I was less smitten with the novelisation (sorry, ACH Smith!). I wished that it looked more like Sarah’s book. I wished that it was written more like Sarah’s book, something you could learn by heart. I dabbled with the idea of turning it into a poem – a thought rapidly abandoned, as back then I didn’t even write poetry.
Fast forward to 2015. By this point I’d been writing poems for ten years, and even had some published. With the film’s thirtieth anniversary on the horizon, the thought of writing a poem returned. Rhyming couplets started drifting into my mind, though I felt they were too sing-songy, if that’s even a word. I didn’t want it to sound like nursery rhyme – rather, like a fairy tale.
I went back to the lines Sarah quotes from her book, and realised they’re almost iambic pentameter – that style beloved of Shakespeare, which lends itself to memorisation. Hardly surprising, as one draft of the script was a poetic novella written by Canadian poet Dennis Lee. So, possibly a sequence of sonnets?
But how many would I need? A quick glance at my Labyrinth DVD suggested that even if I could cover each chapter in one or two sonnets, I would have to write at least fifty (in his whole career, Shakespeare wrote 154 sonnets). That would give me a poem about the length of Christina Rossetti’s Goblin Market. Much more than that, and it would be quicker to watch the movie rather than read the poems. I started scribbling, unsure if I could sustain my enthusiasm.
A sonnet is a poem with fourteen lines. There are several different types. In a Shakespearean sonnet, line 1 rhymes with line 3, line 2 with line 4. Then line 5 rhymes with line 7, line 6 rhymes with line 8. Line 9 rhymes with line 11, line 10 with line 12 – and the last two lines are a rhyming couplet. Each line has ten syllables – and, just to make things more complicated, a rhythm of alternating stressed and unstressed syllables. Good thing I love a challenge…
Then one morning in January I woke from a nightmare, to discover I was now living in a post-Bowie world.
Like many others, I was drawn to the shrines which started appearing around London, and I saw how often the messages people were leaving weren’t for Bowie, or even Ziggy – but for Jareth. For many people, Labyrinth was their introduction to Bowie – and now the goblin generation was mourning the loss of the Goblin King…
Suddenly I couldn’t stop writing. I wrote in my lunch break – on trains – at three o’clock in the morning. I wrote at the Bowie mural in Brixton. I wrote at the Beckenham bandstand, where Bowie played a free festival. I wrote in the Zizzi’s restaurant which was once the Three Tuns pub, where Ziggy Stardust was first unveiled.

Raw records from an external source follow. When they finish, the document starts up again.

PR #2375, opened 2023-01-06
Necessary additions for role subscriptions

MinnDevelopment:

## Pull Request Etiquette

### Changes

- [x] Internal code
- [ ] Documentation
- [ ] Other: \_____ 

Closes Issue: NaN

## Description

This adds a lot of new constants, introduced for role subscriptions.

References:
- [x] discord/discord-api-docs#5724
- [x] discord/discord-api-docs#5766
- [x] discord/discord-api-docs#5771
- [ ] discord/discord-api-docs#5828
    We don't currently handle these flags at all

And now there were glimpses of Bowie in the poems, just as in the film you can glimpse Jareth’s face within the labyrinth. I was surprised how many titles of Bowie songs had managed to hide themselves between the lines.
Grief, transformed into fifty-five sonnets. No longer just a celebration of the movie, but a tribute to the man.
And I’ve made them into a book – available October 2016 from Troubador Publishing.